Languages: Unicode Greek; English and Sanskrit

Elaine Brennan & Allen Renear (EDITORS@BROWNVM.BITNET)
Tue, 29 Jan 91 13:26:02 EST

Humanist Discussion Group, Vol. 4, No. 0953. Tuesday, 29 Jan 1991.

Date: Mon, 28 Jan 91 08:21:51 EST
From: elli@ikaros.harvard.edu (Elli Mylonas)
Subject: Unicode

Date: Sat, 26 Jan 91 17:53:25 -0500
From: green3@husc9.harvard.edu (Maria Green)
Subject: Re: 4.0947 ... English and Sanskrit

(1) --------------------------------------------------------------------
Date: Mon, 28 Jan 91 08:21:51 EST
From: elli@ikaros.harvard.edu (Elli Mylonas)
Subject: Unicode

I have just been looking at the Unicode character codes.

I was spurred on to this by Jim ODonnell's (sp?) posting, which reported
that the Greek characters were not well represented, which was
worrisome. However, although I cannot pass judgement on the idea of
Unicode, it does seem to me that most of the requirements of classical
Greek characters and accentuation are covered. What is not well
represented are all the brackets needed for epigraphical and
papyrological texts, nor the metrical markers.

In the part of the code set aside for Greek all the letters are present,
including upper and lower case monotonic accented vowels as single codes.
I assume that these are included for the purpose of conforming to the
Greek national standard. In addition, we find the single monotonic
accent, the diaeresis with the accent as a non-spacing character, and
the smooth and rough breathings. These may appear over any other
character. The Greek code space also includes upper and lower digamma,
sampi, koppa, and Byzantine sigma. There are also script forms of beta,
theta, phi, pi and kappa and a hook upsilon. Coptic forms are included
with the Greek.

The other accents necessary for classical Greek are not in the Greek code
space, but in the general diacritic space immediately preceding, The
acute, grave, circumflex, macron, breve, lower dot, diaeresis and upper
and lower slings are there. The Greek question mark and the upper and
lower numerical ticks are in the Greek code space.
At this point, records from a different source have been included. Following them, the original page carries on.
PR #374, opened 2018-04-14
Read & Set Indent

kishorevaishnav:
I think reading the Indent was missing along with other Alignment attributes. Added the code, hope this will fix.


ryho:
Can you add a test that verifies that it fixes it?

tealeg:
I have added testing in support of this and reworked the `getStyles` method.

Brackets are in the symbol code space, but include only parentheses,
square brackets, curlique brackets, angle brackets, and double brackets.
No half brackets or triple ones. Also, other metrical markings are
missing, such as the anceps and the long over shorts, etc. (This last
was to be expected.)

I have one question about accent marks. Non-spacing characters, in
Unicode, are to be input "...after the base character, and from the
center of the base character out." (p. 3). Does this mean that accent
characters like a rough and acute can be coded as:
character-rough-acute? or will this result in the acute being printed
over the rough? If the latter, then the paired accents and breathings
would need to exist as one diacritic. This is probably not a good idea,
since it increases the number of codes needed.

Otherwise, Unicode's letters and diacritics would fit something like TLG
encoding nicely, and even map well to beta code. At first glance,
Unicode seems to be able to handle a large number of characters fairly
well, and to have both the room and the willingness on the part of its
creators, to include some of the more arcane characters.

Have I missed anything?

(2) --------------------------------------------------------------39----
Date: Sat, 26 Jan 91 17:53:25 -0500
From: green3@husc9.harvard.edu (Maria Green)
Subject: Re: 4.0947 War, Rhetoric, and Protest

This is my first note to Humanist -- I only connected up a short time
ago, but I've enjoyed those discussions I've had the time to read

I would like to say a few words in reply to Bill Ball's note on Sanskrit
and English:

You don't mention which dictionary you are using, but I wonder if it may
not be misleading you somewhat. In fact, very few English words derive
directly from Sanskrit. (Even post-colonial loan words, by the way,
often are not from Sanskrit itself. "Thug" comes to us via Hindi, which
stands in the same relation to Sanskrit as Italian does to Latin.)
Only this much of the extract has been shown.